**Your objective**
Keep only the lines of the data below that contain "eliminate", and copy them.

Stored items:
Start of Block

PR #1961, opened 2016-10-03
Map archived citations to current statutes

adborden:
Fixes https://github.com/18F/fec-eregs/issues/263

In 2012, some of the FEC related statutes in title 2 and 42 were remapped to title 52. This table [shows the mapping](http://uscode.house.gov/editorialreclassification/t52/Reclassifications_Title_52.html). The table is included as a csv so old statute names can be looked up and remapped to new statutes. Both the citation text and the url reflect the new mapping.

This creates a new task `remap_archived_murs_citations` which will fetch archived MURs from elasticsearch, parse the title/section from the citation texts, remap them to the new title, and finally, save them back to elasticsearch.

@vrajmohan not sure how far you are with the regulations remapping, but you might be able to hook into this simply by changing how the the regulation urls are created.


webservices/load_legal_docs.py
```diff
@@ -368,6 +371,33 @@ def get_citations(data):
             raise Exception("Could not parse citation")
     return {"us_code": us_codes, "regulations": regulations}
 
+def map_pre2012_citation(title, section, archived_mur_citation_map={}):
```
vrajmohan: There is already a function that does this for current MURs - https://github.com/18F/openFEC/blob/develop/webservices/load_current_murs.py#L154. I suggest we refactor and use it here.

adborden:
@vrajmohan I just rebased this. I started [working on the refactor](https://github.com/18F/openFEC/compare/bug/map-archived-citations...adborden/refactor-reclassify-citations) you suggested, but I'm not sure it's correct. Happy to chat with you about it tomorrow. For current MURs, the citation is [assumed to be title 2](https://github.com/18F/openFEC/compare/bug/map-archived-citations...adborden/refactor-reclassify-citations#diff-93ebef09b4ba513c939dc8e5a2fd3fcaR121) but the archived MURs use both title 2 and 42, and if a citation has not been remapped, there's a fall back where it uses the unmodified title/section. This is the case when the statute has been repealed before 2012. The old citation is correct in that case. This also allows for idempotency when running the remap task.

Is that behavior okay for the current MUR case as well? I suspect it never happens in the data, but [we would fall back to title 2](https://github.com/18F/openFEC/compare/bug/map-archived-citations...adborden/refactor-reclassify-citations#diff-c191a9e2a03f75d373e3b8ba21b98de5L26) in that case.

adborden:
@vrajmohan this is ready to go.

FYI @anthonygarvan I chatted with @vrajmohan this morning and suggested we move all the legal loading code under a common directory, so I moved them under `webservices/legal_docs/`.

adborden:
After this is merged, but _before_ deleting the branch, you can merge the branch into `release/public-beta-20161012`.

data/archived_mur_citation_map.csv
```diff
@@ -0,0 +1,252 @@
+2:431,52:30101
```
vrajmohan: 1. We should eliminate the duplicated lines
2. We should not name the file with an _archived_ prefix
3. Better still, why not eliminate the CSV file, reading and caching it and have a map in Python like the old `reclassify_statutory_citation`?

tests/test_map_citations_murs.py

End of Block

**Answer below**
vrajmohan: 1. We should eliminate the duplicated lines
3. Better still, why not eliminate the CSV file, reading and caching it and have a map in Python like the old `reclassify_statutory_citation`?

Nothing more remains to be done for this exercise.